Task instructions: Could you copy each line of the entries that contains "nataliasitko"?

Stored items:
Issue #18497, opened 2023-12-18
Add more linting for the .md files in `docs` folder


mmitoraj:
**Description**

Add more linting for the `.md` files in the `docs` folder. Check: https://github.com/igorshubovych/markdownlint-cli#readme

Example:
https://github.tools.sap/perfx/cloud-logging-service/blob/main/.github/linters/.markdownlint.yml

The solution would require a config per repo.

**AC**
- [x] kyma (@grego952) (https://github.com/kyma-project/kyma/pull/18621)
- [x] community (@grego952) (https://github.com/kyma-project/community/pull/904)
- [x] documentation (@grego952)
- [ ] api-gateway (@nataliasitko)
- [ ] istio (@nataliasitko)
- [ ] btp-manager (@IwonaLanger)
- [ ] kyma-environment-broker  (@IwonaLanger)
- [x] eventing-manager (@grego952) (https://github.com/kyma-project/eventing-manager/pull/541)
- [x] nats-manager (@grego952) (https://github.com/kyma-project/nats-manager/pull/354)
- [x] telemetry-manager (@grego952) (https://github.com/kyma-project/telemetry-manager/pull/916)
- [x] application-connector-manager (@grego952) (https://github.com/kyma-project/application-connector-manager/pull/209)
- [x] keda-manager (@grego952) (https://github.com/kyma-project/keda-manager/pull/376)
- [x] serverless (@grego952) (https://github.com/kyma-project/serverless/pull/834)
- [ ] test-infra (@IwonaLanger)
- [x] lifecycle-manager (@mmitoraj)
- [x] Write instructions on how to use markdownlint-cli

**Assignees**

@kyma-project/technical-writers

**Attachments**

IwonaLanger:
The Gopher team is working on a GitHub action that will run the job on their repositories.

PR #18621, opened 2024-03-18
Apply markdowlint rules in the kyma repository

grego952:
**Description**

- Apply markdowlint rules in the kyma repository

**Related issue(s)**
See also https://github.com/kyma-project/kyma/issues/18497


mmitoraj (approved):

a-thaler:
Could you maybe add the new config files to the codeowner file, so that you are a defined owner of that

grego952:
@a-thaler 
Thanks for pointing this out.
I've added TWs as codeowners and removed the milv.config.yaml file, as it was deleted some time ago already.

heading_capitalization.js
```diff
@@ -0,0 +1,28 @@
+module.exports = [{
```
a-thaler, line 1: From where the file gets consumed? Is it picked up by naming convention? Could we maybe prefix it with something like ".markdown*" as well?
Could you at least put a comment in the file for what it is used

a-thaler (approved):

mmitoraj (approved):

PR #309, opened 2026-03-12
test(napi): add Fjall integration coverage

gdorsi:
Includes:
- durable `db.all` integration tests for the NAPI Fjall runtime
- durable `db.subscribeAll` integration tests for the NAPI Fjall runtime
- shared Fjall test helpers and the supporting runtime test utility updates

### DIFF
--- a/packages/jazz-tools/src/runtime/napi.fjall.db.all.integration.test.ts
+++ b/packages/jazz-tools/src/runtime/napi.fjall.db.all.integration.test.ts
@@ -1,0 +1,131 @@
+import { describe, expect, it } from "vitest";
+import {
+  allTodosQuery,
+  createNapiFjallTestEnv,
+  readRowDone,
+  readRowTitle,
+  todoValues,
+} from "./napi.fjall.test-helpers.js";
+
+const env = createNapiFjallTestEnv();
+
+describe("db.all NAPI Fjall integration", () => {
+  it("queries durable rows from a Fjall-backed runtime", async () => {
+    const store = await env.createPersistentStore("query-durable");
+    const { client } = await env.openPersistentClient(store);
+
+    const first = await client.createDurable("todos", todoValues("Task A", false), {
+      tier: "worker",
+    });
+    const second = await client.createDurable("todos", todoValues("Task B", true), {
+      tier: "worker",
+    });
+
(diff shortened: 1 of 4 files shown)


packages/jazz-tools/src/runtime/napi.fjall.test-helpers.ts
```diff
@@ -0,0 +1,229 @@
...
+  dataPath: string;
+  cleanup(): Promise<void>;
+};
+
+type PersistentClientHandle = {
+  client: JazzClient;
+  shutdown(): Promise<void>;
+};
+
+export const TEST_SCHEMA: WasmSchema = {
```
nrainhart, line 28: What do you think about adding an actual ts schema and relying on codegen for these tests? It'd certainly cut down the boilerplate we need for creating queries and parsing their results

packages/jazz-tools/src/runtime/napi.fjall.db.all.integration.test.ts
```diff
@@ -0,0 +1,131 @@
...
+
+    const rows = await env.waitForRows(client, allTodosQuery, (entries) => entries.length === 2);
+    const titles = rows.map(readRowTitle).sort();
+
+    expect(titles).toEqual(["Task A", "Task B"]);
+    expect(rows.find((row) => row.id === first.id)).toBeDefined();
+    expect(rows.find((row) => row.id === second.id)).toBeDefined();
+    expect(readRowDone(rows.find((row) => row.id === first.id)!)).toBe(false);
+    expect(readRowDone(rows.find((row) => row.id === second.id)!)).toBe(true);
+  }, 20_000);
```
nrainhart: Wow, we really need such a long timeout?

nrainhart (approved):
This is great!! Left only two non-blocking question

packages/jazz-tools/src/runtime/napi.fjall.test-helpers.ts
gdorsi: Gong to give it a try in a separate PR

packages/jazz-tools/src/runtime/napi.fjall.db.all.integration.test.ts
gdorsi: Removed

Task answer:
- [ ] api-gateway (@nataliasitko)
- [ ] istio (@nataliasitko)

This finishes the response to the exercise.